Why does this matter? If the same measures are used now, won't the relation be the same? No. If the other factors are follow on feedbacks to the ID-able 6.6 Ws, they might be the same now as then. But if they are solar, they aren't feedbacks at all, aren't driven but driving, and CO2 changes today are not going to set them off.

Then - 13 to 25 W from unmeasured sources, touching off 6.6 W from measured sources. Now - less than 6.6 W from the same measured sources, and no reason to believe the bigger unmeasured one is operating at all.

So, first understand, there is good physical reason to believe the power needed to drive ice ages is higher than his budgeted 6.6 W, more like 20-35W. Which imply climate sensitivities on the order of 0.15 to 0.25 C per W, not 0.75.

Now turn to the modern data. He gives his estimate of forcing factors from roughly 1850 to 2000. He gets 1.6 plus or minus 1W. If you look at the individual error bars of the internals, then going half way high yields 2.9W, and all at their 1 SD lines gives 4.2W. Thus -

His centerpoint - 1.6 W
Within his error bar - 2.6 W
Within 1/2 on all - 2.9 W
Within 1 on all - 4.2 W

Why does this range matter? Because we have an observed temperature change to set against the forcing estimates. It is 0.75C - although some say it is more like 0.6C, the former is the figure he gives. Well, that means the implied sensitivity coefficients run from 0.47, to 0.29, to 0.26, to 0.18 down to 0.14 if you use 0.6C as well. But none of them support 0.75. 0.15 to 0.25 is physically believable territory, not needing large unknown power terms. I'd have no difficulty allow small ones, bumping the range up to 0.3 to 0.375. My range estimate, certainly wide, would be 0.15 to 0.375.

But his own data for this modern period do not support the 0.75 he got from the ice ages - his own centerpoint of 1.6W forcing gives 0.47 on his high estimate of the temperature change. Yet all the later model run comparisons use 0.75. Which is twice to five times what makes physical sense and lies within his own error bars.

Understand just what that +/- 1W contains.
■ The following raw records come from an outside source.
PR #4550, opened 2017-12-20
Add ability to customize strings '|MÃ‰q' and 'M' in TextMetrics.measureFont()

ilya-klindukhov:
Pixi calculate font metrics by string "|MÃ‰q". But in some cases it can work incorrect e.g. if this symbols is missing in font or special 'locale' font where cut all symbols except glyps included in this language.

Some developers have the same problem:

1. https://github.com/pixijs/pixi.js/issues/4500
2. https://github.com/pixijs/pixi.js/issues/4228
3. some closed issues

I have this problem too

You are recomend 2 solutions in this case:
1) use 'padding' property
2) override TextMetrics.measureFont() for set custom string instead "|MÃ‰q".

First solution is help only for render text but not fixing calulate text metrics. So we have problem with multiline text (lines of text placed into each other) and 'y' position of text need to correct by 'padding' value.
Second solution work perfect but override all function only for change 1 line - this is bad practice for supporting this code ( e.g. need to check diff after every pixi update ).
Will be good to add ability to customize strings "|MÃ‰q" and "M" without override functions on TextMetrics


ivanpopelyshev:
Add "1.4" to the params too!

ilya-klindukhov:
I try to understand what means of value '1.4' but it left magic for me so I did not move it to params. Could you tell what means in multiply by '1.4'(to know how to named property)?

ivanpopelyshev:
Actually, I dont understand it too. I also dont like 'height = 2 * baseline` , because that's not true for https://fonts.google.com/specimen/Amatic+SC

ivanpopelyshev:
Btw, if you're from ex-USSR, you should join this telegram channel https://t.me/html5dev

ivanpopelyshev:
@themoonrat @bigtimebuddy can we store those params in `TextMetrics`, or should we move it to `PIXI.settings` and `PIXI.const` ?

bigtimebuddy:
We should add any setting to TextMetrics, like setting the validation string. Not to PIXI.settings.

src/core/text/TextMetrics.js
```diff
@@ -288,6 +289,36 @@ export default class TextMetrics
...
         return properties;
     }
+
+    /**
+     * Set custom params for calculate font metrics
+     * If validateString or baselineSymbol is not the same as a previous values than font metrics cache will reset
+     *
+     * @static
+     * @param {string} validateString - Symbols with different metrics: the highest symbol, the lowest, the widest,...
+     * @param {string} baselineSymbol - The widest symbol in fonts
```
themoonrat: improve doc a little to state that this is used to help measure the height of a line of text

bigtimebuddy:
My only issue with this is that it can be done more simply and with more flexibility. I want to propose an alternative API.

```js
TextMetrics.VALIDATE_STRING = '|Éq';
TextMetrics.BASELINE_SYMBOL = 'M';
TextMetrics.clear = function clear(font = null) {
  if (font) {
    delete TextMetrics._fonts[font];
  }
  else {
    TextMetrics._fonts = {};
  }
}
```

I think the reason you were adding `setValidateParams` was so that you could clear the cache. This convenience comes at a cost of blowing away other measured fonts. I'd rather give the user control over flushing the save font metrics either all or on a per-font basis.

Usage to change the validation string would look something like this:

```js
TextMetrics.VALIDATE_STRING = '|Ãq';
TextMetrics.clear(); // or clear only the offending font
```

themoonrat:
I'm also with Ivan that this magic "1.4" number could be either changed by default, or make it configurable, or maybe even both.

@ilya-klindukhov What that number is for is.....
We are trying to work how tall text can possibly be. Unfortunately for us, the 'measureText' function can only return a width. So what we do, is take what we think is the _widest_ character (which is often 'M'), and then say 'well, because we're not really sure if the width of M is really going to cover how tall it also is, we will multiply that by a number to have 'a bit more'. Then we'll use that value to create a canvas, draw the letter to it, and then measure how tall it _really_ is by trying to find when we see blank space when analysing the pixels.

Where things can do wrong, is in fonts that are very tall. Text is already taller than the width of M * 1.4. So the height it gives per line is that value, even though it actually isn't enough.

Now, if that number is 1.4 or 2, doesn't _really_ matter... a value of 2 would theoretically take a tiny amount longer to process the first time the font is used, but after that, the value is cached, but you now have more chance to accurately report taller fonts.

We'd want a little testing to confirm that this theory is correct before just changing that number, tho :) Maybe we leave it at 1.4 as that is what everyone is expecting who is on v4, but allow that value to be updated. Maybe we only increase is to 2 by default for v5?

ilya-klindukhov:
PR updated

@themoonrat:

1. 'validateString' was renamed to 'metricsString', 'setValidationParams' to 'setMetricsParams'. Documentation was updated too.
2.  I combine 'metricsString' and 'baselineSymbol' becouse baselineSymbol not include in metricsString now. It's need if user don't know how textMetrics work in pixi and set custom metrics string ( and baselineSymbol not include in metricsString) for guessing metrics for custom font. Combine  'metricsString' and 'baselineSymbol' guarantee that baselineSymbol will include in metricsString in measureFont().
3. added 'baselineMultiplier' and default value for it. Also this param can change by setMetricsParams()

@bigtimebuddy
If user change 'baselineSymbol' or 'metricsString' than cached metrics for some fonts can be incorrect. If user forgot call clear() after set public property 'baselineSymbol' or 'metricsString' than some text can show incorrect. Use 'setMetricsParams' guarantee than cache will clear after change params.
But use manual clear(font) has sence too. I.e when user change font texture than cached metrics will be incorrect. Call clear(font) can help for update metrics for this font.
So, I added clearMetrics() too.

src/core/text/TextMetrics.js
```diff
@@ -288,6 +289,63 @@ export default class TextMetrics
...
+        {
+            TextMetrics.clearMetrics();
+        }
+    }
+
+    /**
+     * Clear font metrics in metrics cache.
+     *
+     * @static
+     * @param {string} font - font name. If font name not set than clear cache for all fonts.
```
cursedcoder: `than` -> `then`

tywang2006:
I found the code `var lineWidth = context.measureText(lines[i]).width + (lines[i].length - 1) * style.letterSpacing; in TextMetrics.measureText`. I suggest to change it to 
```
for(var j = 0; j < lines[i].length; j++) {
       lineWidth += context.measureText(lines[i].charAt(j)).width;
 }
 lineWidth += (lines[i].length - 1) * style.letterSpacing;
```
It will make the text display more accurate. measureText is decided by the renderer of the browser. for example, measureText is perfect to work in IE edge but not really nice in chrome.

ivanpopelyshev:
@tywang2006 Do you know how it affects performacne? It looks like extra memory allocation for every symbol, so I suggest we add it as a optional method. We can make it main if people prefer it.

tywang2006:
I do know it will hit performance but it will be nice to be optional for some cases which they really need better accuracy of text size.

PR #4565, opened 2017-12-28
Ensure argument type is string for getChildByName

dolow:
Added the argument validation for extras/getChildByName.

If user accidentally pass `undefined` as argument, the first unnamed child will be returned unexpectedly since the property `name` is not a default property for `Container` or its ancestors.

If the argument validation is not suit for design policy of pixi.js, I will follow the policy and this pull request should be closed.

Thanks in advance.

### DIFF
--- a/src/extras/getChildByName.js
+++ b/src/extras/getChildByName.js
@@ -17,6 +17,11 @@ core.DisplayObject.prototype.name = null;
  */
 core.Container.prototype.getChildByName = function getChildByName(name)
 {
+    if ((typeof name) !== 'string')
+    {
+        return null;
+    }
+
     for (let i = 0; i < this.children.length; i++)
     {
         if (this.children[i].name === name)


dolow:
> If user accidentally pass `undefined` as argument, the first unnamed child will be returned unexpectedly since the property `name` is not a default property for `Container` or its ancestors.

Sorry, this part was bit wrong.
The property `name` is defined in EventEmitter as a prototype property of `Function`.
so, default value for `name` would be `null`.

I think it means using `name` property is quite unsafe.
This is not a topic for this pull request though.
I'm gonna leave issue instead.

bigtimebuddy:
Thanks for the PR @dolow. However, it is not common design in PixiJS to check for incorrect types. Since `name` is not optional and typed as a `string` in the documentation, we feel it's unnecessary to check for non-string values.

Closing this.

I did noticed that the `getChildByName` method is not showing up in the documentation for [Container](http://pixijs.download/release/docs/PIXI.Container.html) and `name` property isn't showing up in documentation for [DisplayObject](http://pixijs.download/release/docs/PIXI.DisplayObject.html). Would welcome a PR to fix that anyone out there!

dolow:
@bigtimebuddy 

Thanks for letting me know about PixiJS design, I understood that closing this PR is appropriate.
Anyway, I made another PR to fix jsdoc ( https://github.com/pixijs/pixi.js/pull/4577 ).
I hope this would help you.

It means a range from 0.6 to 2.6 - a factor of 4.33 times. We've also got maybe a 0.25 range factor in the temperature measurement (0.6C to 0.75 C). Put them together, and the estimate of the climate sensitivity is varying over a factor of 5, within the error bars. With only the low end of it compatible with physical considerations (absent giant unseen and unnamed additional power terms).

When we come to projected future changes he sees 1.5 W additional forcing. He tosses in an extra 0.5 W for no strong reason, about an unknown and to get closer to IPCC. Call it 1.5 to 2.0 W. That means 0.47 (his own data) say 0.7C to 0.95C, while his ice age induced 0.75 gives 1.1 to 1.5C.

My range and the same forcing predicts 0.23C to 0.75C. Physical considerations alone say 0.23C to 0.5C - the higher possibility reflects an implicit allowance for as yet unseen feedbacks, but smaller ones than the signal. For his 0.85W forcing optimistic emissions controlled case, I'd give 0.13 to 0.32C with 0.13 to .21 most likely.

Personally I doubt forcing will be that small and do not see reason to seek it with draconian regulation. He thinks for ice sheet and sea level management reasons the temperature change from today should be held to under 1C. But his own estimate of 1850 to now forcing would do that (0.47 sensitivity, with 1.5 to 2 W future forcing). I think the sensivity is half of that and a third of his ice age figure. And I'm well within his error bars for 1850 to 2000 believing it. I'm also compatible with the power needed to maintain a higher temperature.

The epicycles are falling away, but he is still clinging to the ice age theory to justify the 0.75 sensitivity figure. Which is physical nonsense if meant to describe all the power sources needed. Ice age nonsense in that it acscribes the entire change to factors we know lag the actual temperature changes in ice ages.

There is simply no good reason to think the temperature response is so high, and plenty of reason to think it is appreciably lower. His own 1850 to now estimates give a figure 37% lower; his error bars there are huge and accomodate much lower still; physics alone says 65-80% lower.